Search the listing for the word "have" and return each line that contains it.

(RECORDS SUPPLIED Opens)

PR #382, opened 2018-11-08
Allow tests to be run on a already prepared environment

mzaremba04:


Test/Tests/Component/NodeManager.Tests.ps1
```diff
@@ -123,20 +124,15 @@ Describe "Node manager" {
...
         Start-NodeMgr -Session $Session
     }
 
     AfterEach {
         try {
             Stop-NodeMgr -Session $Session
-            Clear-TestConfiguration -Session $Session -SystemConfig $MultiNode.Configs.System
         } finally {
-            Merge-Logs -LogSources (New-FileLogSource -Path (Get-ComputeLogsPath) -Sessions $Session)
+            Merge-Logs -DontCleanUp -LogSources (New-FileLogSource -Path (Get-ComputeLogsPath) -Sessions $Session)
```
m-kostrzewa: `-DontCleanUp` will cause subsequent test case log files to contain all the logs from previous test cases I think?

Test/TestConfigurationUtils.ps1
```diff
@@ -319,26 +319,47 @@ function Clear-TestConfiguration {
     Wait-RemoteInterfaceIP -Session $Session -AdapterName $SystemConfig.AdapterName
 }
 
+function Install-ComputeServices {
```
m-kostrzewa: I'm thinking that we shouldn't add anything to TestConfigurationUtils file. If anything, it should shrink. Maybe let's use one of the files in ComputeNode/ directory: https://github.com/Juniper/contrail-windows-ci/tree/master/Test/Utils/ComputeNode

Test/Utils/ComputeNode/Initialize.ps1
```diff
@@ -9,14 +9,45 @@ function Initialize-ComputeNode {
     Param (
         [Parameter(Mandatory=$true)] [PSSessionT] $Session,
         [Parameter(Mandatory=$true)] [TestenvConfigs] $Configs,
-        [Parameter(Mandatory=$true)] [Network[]] $Networks
+        [Parameter(Mandatory=$false)] [bool] $PrepareEnv=$true
```
m-kostrzewa: This goes for `Clear-ComputeNode` as well.

Could you explain why we pass `$PrepareEnv` to this function and then we decide to do nothing? Why not put this logic in clients for this function? E.g. instead of

```
Clear-ComputeNode -Session $Session -SystemConfig $MultiNode.Configs.System -PrepareEnv $PrepareEnv
```

have

```
if($PrepareEnv) { Clear-ComputeNode -Session $Session -SystemConfig $MultiNode.Configs.System }
```

Test/Tests/Component/NodeManager.Tests.ps1
```diff
@@ -1,6 +1,7 @@
 Param (
     [Parameter(Mandatory=$false)] [string] $TestenvConfFile,
     [Parameter(Mandatory=$false)] [string] $LogDir = "pesterLogs",
+    [Parameter(Mandatory=$false)] [bool] $PrepareEnv = $true,
```
sodar: Maybe we should somewhere in the README, that on the setup deployed with CAD, a user should specify `$PrepareEnv` to `$false` before running tests.

Test/Tests/Network/FloatingIP.Tests.ps1
```diff
@@ -89,9 +92,22 @@ Describe "Floating IP" {
...
+                    -Session $Session `
+                    -Networks $Networks `
+                    -Configs $MultiNode.Configs `
+                }
+
             }
 
             AfterAll {
+                foreach ($Session in $MultiNode.Sessions) {
+                    Remove-DockerNetwork -Session $Session -Name $ServerNetwork.Name
```
sodar: Since this PR introduces `$Networks`, we can just iterate over it instead of calling it for each network separately.

Test/Tests/Component/NodeManager.Tests.ps1
mzaremba04: Good point, forgot about it

Test/TestConfigurationUtils.ps1
mzaremba04: Ok, I'd move it to better location.

Test/Utils/ComputeNode/Initialize.ps1
mzaremba04: Well, I thought it would make tests more readable, but I can change if you'd prefer it other way.

Test/Tests/Component/NodeManager.Tests.ps1
mzaremba04: All services would have to be stopped in order to gather logs without DontCleanUp flag and I'd argue that stopping every service after each test case isn't best practice. However, I think I'd like to change it and don't pass prepareenv flag to this tests altogether (i.e. components test) and limit this functionality to network tests only. What do you think?

Test/Utils/ComputeNode/Initialize.ps1
```diff
@@ -2,21 +2,54 @@
...
+        Clear-Logs -LogSources (New-FileLogSource -Path (Get-ComputeLogsPath) -Sessions $Session)
+
+        Write-Log "Uninstalling components from testbed..."
+        Uninstall-Components -Session $Session
+    } else {
+        Write-Log "Not performing environment cleanup because PrepareEnv flag is set to $PrepareEnv"
+    }
+}
 
+function Initialize-DockerNetworks {
```
m-kostrzewa: This function feels like it doesn't belong here. It's kind of test-case specific. Maybe a separate file?

Test/Utils/ComputeNode/Initialize.ps1
```diff
@@ -26,3 +59,44 @@ function Initialize-ComputeNode {
...
+        -OpenStackConfig $OpenStackConfig `
+        -ControllerConfig $ControllerConfig
+}
+
+function Initialize-ComputeServices {
+    Param (
+        [Parameter(Mandatory = $true)] [PSSessionT] $Session,
+        [Parameter(Mandatory = $true)] [SystemConfig] $SystemConfig,
+        [Parameter(Mandatory = $true)] [OpenStackConfig] $OpenStackConfig,
+        [Parameter(Mandatory = $true)] [ControllerConfig] $ControllerConfig
```
m-kostrzewa: 1. 

We have this triple `SystemConfig`, `OpenStackConfig` and `ControllerConfig` passed here all the way from `Initialize-ComputeNode`. Why not just have 
```
[Parameter(Mandatory=$true)] [TestenvConfigs] $Configs
```
here, in `Initialize-ComputeServices`?

2. 

This whole chain of calls Initialize-ComputeNode -> Install-ComputeServices -> Initialize-ComputeServices..

I feel like it should be Initialize-ComputeNode -> Install-ComputeServices && Initialize-ComputeServices

Maybe even something like:

```
function Initialize-ComputeNode {
    Install-ComputeServices
    Set-ComputeServicesConfiguration
    Start-ComputeServices
}

function Install-ComputeServices {
    Install-Components
}

function Set-ComputeServicesConfiguration {
    New-NodeMgrConfigFile
    New-CNMPluginConfigFile
    New-AgentConfigFile
}

function Start-ComputeServices {
    Initialize-DriverAndExtension
    Start-AgentService
}
```

This way we don't create this scary chain of function calls and everything is kinda flat.

3. 

Also, maybe a rename Initialize-ComputeNode -> Initialize-FullWindowsComputeNode

Name changes are really nitpicky and I hate suggesting them and I'm sorry. But I'm always super scared about our init/cleanup code in these tests.

Test/Tests/Component/NodeManager.Tests.ps1
```diff
@@ -148,11 +151,21 @@ Describe "Node manager" {
             "MultiNode",
             Justification="It's actually used."
         )]
-        $MultiNode = New-MultiNodeSetup -TestenvConfFile $TestenvConfFile -InstallNodeMgr
+        $MultiNode = New-MultiNodeSetup -TestenvConfFile $TestenvConfFile
+
+        foreach ($Session in $MultiNode.Sessions) {
+            Install-Components -Session $Session
```
m-kostrzewa: Is it possible to use our brand-new shiny {Initialize,Clear}-ComputeNode in this test?

Test/Utils/ComputeNode/Initialize.ps1
```diff
@@ -2,21 +2,54 @@
...
+        [Parameter(Mandatory = $true)] [SystemConfig] $SystemConfig,
+        [Parameter(Mandatory=$false)] [bool] $PrepareEnv=$true
     )
 
-    Initialize-ComputeServices -Session $Session `
-        -SystemConfig $Configs.System `
-        -OpenStackConfig $Configs.OpenStack `
-        -ControllerConfig $Configs.Controller
+    if ($PrepareEnv) {
+        Clear-TestConfiguration -Session $Session -SystemConfig $SystemConfig
```
m-kostrzewa: While we're at it, can we take a look at `Clear-TestConfiguration`?

It: 

1. cleans up docker networks
2. stops compute node services (but not all!, e.g. doesn't stop node mgr)
3. waits for IP address 

I think we could do something similar like in Initialize-.

```
function Clear-WindowsComputeNode {
    Remove-UnusedDockerNetworks
    Stop-ComputeServices
    Wait-ForIPAddress
    Clear-Logs
    Uninstall-ComputeServices
}
```

The "cleans up docker networks" part we can move to the same location as Initialize-DockerNetworks function maybe?

What I'm suggesting here is proudly presenting what Initialize/Clear logic does in this file, not hiding it in some function in utils somewhere. Of course, we need to keep this file as clear as possible so that it's possible to tell in a glimpse based on function names what exactly will happen.

Test/Tests/Component/NodeManager.Tests.ps1
mzaremba04: Yes. But if we want to invoke merge-logs witout DontCleanup flag then services have to be stopped after every test and started before every test, so it will be redundant to start then in BeforeAll clause.

Test/README.md
```diff
@@ -126,6 +126,15 @@ Run selected test:
 Invoke-Pester -Script @{ Path = ".\TunnellingWithAgent.Tests.ps1"; Parameters = @{ TestenvConfFile = "testenv-conf.yaml"}; } -TestName 'Tunnelling with Agent tests'
 ```
 
+### Running tests on an already deployed environment
+
+Smoke tests can be run on an already deployed environment (for example by contrail-ansible-deployer). Setting PrepareEnv
+flag to false will cause tests to not setup any services and become independant from deployment method:
+
+```
+ Invoke-Pester -Tag 'Smoke' -Script @{ Path = './Tests/Network/*'; Parameters = @{ PrepareEnv = $false; TestenvConfFile="testenv-conf.yaml" };}
```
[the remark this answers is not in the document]
mzaremba04: That would mean that apart from Tags we would also have to pass PrepareEnv flag to Invoke-ProductTests. Don't you think that would clutter it?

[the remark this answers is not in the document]
m-kostrzewa: Or, we can assume that -Smoke flag will append PrepareEnv to Invoke-PesterTests. Or we could not assume that. There are many options here.

How about `Invoke-ProductTests -UsingExistingDeployment`, which would set PrepareEnv and Smoke?

My point is that running smoke tests on existing env seems like a good thing to have a script for, because we want devs to use it easily

Test/Utils/ComputeNode/Initialize.ps1
m-kostrzewa: 2.

you're right https://github.com/Juniper/contrail-windows-ci/blob/6f5171fc82c6a21b66871a04d1ecc0f723dfdfd9/Test/Utils/ComputeNode/Configuration.ps1#L167

meh... I still think having something like the function below is better than 3-level chain, although it's less elegant

```
function Initialize-ComputeNode {
    Install-ComputeServices

    New-NodeMgrConfigFile
    New-CNMPluginConfigFile
    Start-DriverAndExtension

    New-AgentConfigFile
    Start-AgentService
}
```

Test/Tests/Component/NodeManager.Tests.ps1
m-kostrzewa: Something is wrong with the logic here. We do want to have logging per test case, even if services are not restarted between test cases. 

Regarding initialization Initialize-ComputeNode, it seems like it's only useful for smoke tests. Since nodemgr tests aren't smoke, maybe we shouldn't try to force Initialize-ComputeNode usage into them.

m-kostrzewa: http://logs.opencontrail.org/winci/github/WinContrail/contrail-win-ci-gh/2737/TestReports/WindowsCompute/detailed_logs/Tunneling%20with%20Agent%20tests.Tunneling%20MPLSoGRE.ICMP%20-%20Ping%20between%20containers%20on%20separate%20compute%20nodes%20succeeds.txt

http://logs.opencontrail.org/winci/github/WinContrail/contrail-win-ci-gh/2737/TestReports/WindowsCompute/detailed_logs/Tunneling%20with%20Agent%20tests.Tunneling%20MPLSoGRE.IP%20fragmentation%20-%20ICMP%20-%20Ping%20with%20big%20buffer%20succeeds.txt

http://logs.opencontrail.org/winci/github/WinContrail/contrail-win-ci-gh/2737/TestReports/WindowsCompute/detailed_logs/Tunneling%20with%20Agent%20tests.Tunneling%20MPLSoGRE.IP%20fragmentation%20-%20UDP%20-%20sending%20big%20buffer%20succeeds.txt

http://logs.opencontrail.org/winci/github/WinContrail/contrail-win-ci-gh/2737/TestReports/WindowsCompute/detailed_logs/Tunneling%20with%20Agent%20tests.Tunneling%20MPLSoGRE.TCP%20-%20HTTP%20connection%20between%20containers%20on%20separate%20compute%20nodes%20succeeds.txt

http://logs.opencontrail.org/winci/github/WinContrail/contrail-win-ci-gh/2737/TestReports/WindowsCompute/detailed_logs/Tunneling%20with%20Agent%20tests.Tunneling%20MPLSoGRE.UDP%20-%20sending%20message%20between%20containers%20on%20separate%20compute%20nodes%20succeeds.txt

These are logs for separate test cases, but the contents are redundant. The whole point of having these weird loggers was to separate them and I think it's a useful feature. I think we should strive to keep it this way

mzaremba04:
Let's leave it as it is and merge it after changes to logs are completed. I don't feel comfortable with stopping and starting services after every test case as I feel it defies the very idea behind this pull request - being environment independent and safe for the aforementioned environment.

Test/README.md
```diff
@@ -135,6 +136,13 @@ flag to false will cause tests to not setup any services and become independant
  Invoke-Pester -Tag 'Smoke' -Script @{ Path = './Tests/Network/*'; Parameters = @{ PrepareEnv = $false; TestenvConfFile="testenv-conf.yaml" };}
 ```
 
+You can also run it by invoking product tests script:
+
+```
+.\Invoke-ProductTests.ps1 -TestRootDir . -TestenvConfFile ..\testenv-conf.yaml -TestReportDir ../reports -UseExtistingServices
```
m-kostrzewa: UseExtistingServices typo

(RECORDS SUPPLIED Closes)

» **ANSWER SPACE**
have
mzaremba04: All services would have to be stopped in order to gather logs without DontCleanUp flag and I'd argue that stopping every service after each test case isn't best practice. However, I think I'd like to change it and don't pass prepareenv flag to this tests altogether (i.e. components test) and limit this functionality to network tests only. What do you think?
We have this triple `SystemConfig`, `OpenStackConfig` and `ControllerConfig` passed here all the way from `Initialize-ComputeNode`. Why not just have 
mzaremba04: Yes. But if we want to invoke merge-logs witout DontCleanup flag then services have to be stopped after every test and started before every test, so it will be redundant to start then in BeforeAll clause.
mzaremba04: That would mean that apart from Tags we would also have to pass PrepareEnv flag to Invoke-ProductTests. Don't you think that would clutter it?
My point is that running smoke tests on existing env seems like a good thing to have a script for, because we want devs to use it easily
m-kostrzewa: Something is wrong with the logic here. We do want to have logging per test case, even if services are not restarted between test cases. 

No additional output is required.